SUPPLIED RECORDS START
PR #259, opened 2024-06-12
Restore projections when a snapshot is installed

the-mikedavis:
This is the companion PR to https://github.com/rabbitmq/ra/pull/448

The new `ra_machine:snapshot_installed/2` optional callback can be used to sync the Khepri tree and projection tables. Without syncing these, if a member is caught up by the leader with a snapshot, any changes between where the member was in the log and the new snapshot index are not reflected in projection tables. The second commit has a reproduction case and explanation of a bug that is possible if we do not sync the projection tables when a snapshot is installed.


the-mikedavis:
a808303 is not fully related to the `snapshot_installed` change, just something I noticed while setting up the new test case (in 24b2814)

dumbbell (changes requested):
Great patch, thank you!

Just two minor comments:

A typo in the commit message of the last commit: "the machine state maches the leader", "maches" -> "matches"

Still in the commit message, in the steps to reproduce the problem with RabbitMQ, could you please clarify in the entire paragraph when you talk about RabbitMQ? Because this is Khepri repository, RabbitMQ is kind of out of the context. For example, the first line of that section says "This fixes a bug reproducible in the server with the following reproduction steps:". It should be explicit that you are talking about the "RabbitMQ server". Likewise for the rest of the section when you talk about servers, nodes and so on.

dumbbell (approved):
Thanks!

PR #260, opened 2024-06-27
Improvements around queries

dumbbell:
Currently, queries suffer several issues or limitations:
* They are executed remotely on the leader. This is a problem if the remote node has an incompatible version of Erlang/OTP or the module hosting the function, or even lacks the function entirely.
* Local queries solve this problem but they may be executed against ouf-of-date data when compared to updates that were previously submitted.

This collection of patches aims at fixing this with the following changes:
* The default options of updates changes to use the `reply_from => local` option.
* The default query type is now `local` (possible thanks to the change above).
* A new `khepri:fence()` API is introduced.

See individual commits to learn more.


src/khepri.erl
```diff
@@ -288,36 +290,41 @@
...
+%% not sure that the given query function can be executed by a remote node
+%% (e.g. is the remote module available or compatible?). `local' is the default
+%% and recommended setting.</li>
+%% <li>`leader' to use {@link ra:leader_query/3}. The query is evaluated by the
+%% leading Ra server. It has more latency and may fail if the leader is
+%% currently unreachable, but it works on the latest data. The query can crash
+%% if the remote node lacks the query function's module or if the query
+%% function's remote copy is incompatible.</li>
+%% <li>`consistent' to use {@link ra:consistent_query/3}. The query is also
+%% evaluated by the leadin Ra server like `leader'. However, it is only
```
the-mikedavis, line 311:
```suggestion
%% evaluated by the leader Ra server like `leader'. However, it is only
```

or "leading"

src/khepri.erl
```diff
@@ -3403,6 +3410,77 @@ transaction(FunOrPath, Args, ReadWrite, Options)
...
+%% locally.
+%%
+%% This ensures that a subsequent query will see the result of synchronous and
+%% asynchronous updates.
+%%
+%% This can't work however if:
+%% <ul>
+%% <li>Asynchronous updates have a correlation ID, in which case the caller is
+%% responsible for waiting for the replies.</li>
+%% <li>The default `reply_from => local' command option is overriden by
```
the-mikedavis, line 3472:
```suggestion
%% <li>The default `reply_from => local' command option is overridden by
```

the-mikedavis (commented):
Just some small typos, otherwise this is looking good to me!

src/khepri.erl
dumbbell: Fixed!

src/khepri.erl
dumbbell: Done

dumbbell:
I renamed the existing testcase in `test/fence.erl` (too much copy-pasting :-) and added two more testcases.

the-mikedavis (approved):

dumbbell:
This pull request is ready for review again. @the-mikedavis, compared to the last time you looked at it, I reintroduced the `favor` option but limited the values to `low_latency` and `consistency`. Regardless of the value, the query is always local. The difference is in the use of the fence mechanism of not.

the-mikedavis:
I found a few typos in the commit messages:

* c5ea616 "loader" => "leader"
* c53ec8e "ais" => "is"
* b66fc4f "increaset" => "increase"
* b66fc4f "beraviors" => "behaviors"

the-mikedavis (approved):
Other than the typos this all looks good to me!

dumbbell:
Thank you! Thank was fast :-) I fixed the typos in the commit messages.

dumbbell:
The use of `reply_from => local` for all commands is useless as it is in this patch because we try to send commands directly to the leader if we know it... I believe this explains the transient failure in `cluster_SUITE` we se in CI.

the-mikedavis:
IIRC `reply_from` can also be `member => RaServerId`. We could pass the local node as that member

dumbbell:
> IIRC `reply_from` can also be `member => RaServerId`. We could pass the local node as that member

Good idea. I will restore the direct send to the leader if it is known and use the `reply_from => {member, LocalRaServerId}` option.

I'm in the process of removing the leader ID caching we do and use `ra_leaderboard:lookup_leader/1` directly.

dumbbell:
@the-mikedavis: I restored the send to the leader, but with `reply_from => {member, LocalRaServer}`. I also dropped the cached leader thing in favor of the use of `ra_leaderboard:lookup_leader/1`. I finally reorganized the commits a bit and reworded some commit messages. It's ready for review again and hopefully, it should be the last iteration :-)

the-mikedavis (approved):

PR #282, opened 2024-07-31
Replace `unregister_projection` command with `unregister_projections`

the-mikedavis:
The motivation for this in RabbitMQ is that we currently mistakenly register projections even when using mnesia as the metadata store in 3.13.x. It's a benign mistake - it shouldn't have much impact on those running 3.13.x - but it will be a potential headache for upgrading to 4.0.x since we also plan on reorganizing the tree layout (see https://github.com/rabbitmq/rabbitmq-server/pull/11225). With this change we will be able to use `khepri:unregister_all_projections/0` as we enable the `khepri_db` flag to remove those projections and add fresh definitions.

Implementation-wise the change is very straightforward: it's a new `#unregister_all_projections{}` command which calls `khepri_projection:delete/1` for each deleted projections and returns a map of the deleted projections (for `khepri_adv`). `khepri:unregister_all_projections/0,1,2` discards this map and returns the simple `ok | khepri:error()`.

### DIFF
--- a/src/khepri_machine.erl
+++ b/src/khepri_machine.erl
@@ -61,7 +61,7 @@
          transaction/5,
          register_trigger/5,
          register_projection/4,
-         unregister_projection/3]).
+         unregister_projections/3]).
 -export([get_keep_while_conds_state/2,
          get_projections_state/2]).
 
@@ -122,7 +122,7 @@
                    #register_trigger{} |
                    #ack_triggered{} |
                    #register_projection{} |
-                   #unregister_projection{} |
+                   #unregister_projections{} |
                    #dedup{} |
                    #dedup_ack{}.
 %% Commands specific to this Ra machine.
@@ -186,6 +186,10 @@
                              [khepri_projection:projection()]).
 %% A pattern tree that holds all registered projections in the machine's state.
 
+-type projection_map() :: #{khepri_projection:name() => khepri_path:pattern()}.
+%% A mapping between the names of projections and patterns to which each
+%% projection is registered.
+
 -export_type([common_ret/0,
               tx_ret/0,
               async_ret/0,
@@ -200,6 +204,7 @@
               props/0,
               triggered/0,
               projection_tree/0,
+              projection_map/0,
               command/0]).
 
 -define(HAS_TIME_LEFT(Timeout), (Timeout =:= infinity orelse Timeout > 0)).
@@ -593,23 +598,31 @@ register_projection(
                                    projection = Projection},
     process_command(StoreId, Command, Options).
 
--spec unregister_projection(StoreId, ProjectionName, Options) -> Ret when
+-spec unregister_projections(StoreId, Names, Options) -> Ret when
       StoreId :: khepri:store_id(),
-      ProjectionName :: khepri_projection:name(),
+      Names :: all | [khepri_projection:name()],
       Options :: khepri:command_options(),
-      Ret :: ok | khepri:error().
-%% @doc Unregisters a projection by name.
+      Ret :: khepri:ok(khepri_machine:projection_map()) | khepri:error().
+%% @doc Removes the given projections from the store.
+%%
+%% `Names' may either be a list of projection names to remove or the atom
+%% `all'. When `all' is passed, every projection in the store is removed.
 %%
 %% @param StoreId the name of the Ra cluster.
-%% @param ProjectionName the name of the projection to unregister.
+%% @param Names the names of projections to unregister or the atom `all' to
+%%        remove all projections.
 %% @param Options command options such as the command type.
 %%
-%% @returns `ok' if the projection existed and was unregistered, an `{error,
-%% Reason}' tuple otherwise.
+%% @returns `{ok, ProjectionMap}' if the command succeeds, `{error, Reason}'
+%% otherwise. The `ProjectionMap' is a map with projection names ({@link
+%% khepri_projection:name()} keys associated to the pattern to which each
+%% projection was registered.
 
-unregister_projection(StoreId, ProjectionName, Options)
-  when ?IS_KHEPRI_STORE_ID(StoreId) andalso is_atom(ProjectionName) ->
SUPPLIED RECORDS END
WHAT IS BEING ASKED: Retype only the lines running from the top of the listing to the line that holds "the function entirely.", both ends included.

RESPONSE TO THE EXERCISE:
PR #259, opened 2024-06-12
Restore projections when a snapshot is installed

the-mikedavis:
This is the companion PR to https://github.com/rabbitmq/ra/pull/448

The new `ra_machine:snapshot_installed/2` optional callback can be used to sync the Khepri tree and projection tables. Without syncing these, if a member is caught up by the leader with a snapshot, any changes between where the member was in the log and the new snapshot index are not reflected in projection tables. The second commit has a reproduction case and explanation of a bug that is possible if we do not sync the projection tables when a snapshot is installed.


the-mikedavis:
a808303 is not fully related to the `snapshot_installed` change, just something I noticed while setting up the new test case (in 24b2814)

dumbbell (changes requested):
Great patch, thank you!

Just two minor comments:

A typo in the commit message of the last commit: "the machine state maches the leader", "maches" -> "matches"

Still in the commit message, in the steps to reproduce the problem with RabbitMQ, could you please clarify in the entire paragraph when you talk about RabbitMQ? Because this is Khepri repository, RabbitMQ is kind of out of the context. For example, the first line of that section says "This fixes a bug reproducible in the server with the following reproduction steps:". It should be explicit that you are talking about the "RabbitMQ server". Likewise for the rest of the section when you talk about servers, nodes and so on.

dumbbell (approved):
Thanks!

PR #260, opened 2024-06-27
Improvements around queries

dumbbell:
Currently, queries suffer several issues or limitations:
* They are executed remotely on the leader. This is a problem if the remote node has an incompatible version of Erlang/OTP or the module hosting the function, or even lacks the function entirely.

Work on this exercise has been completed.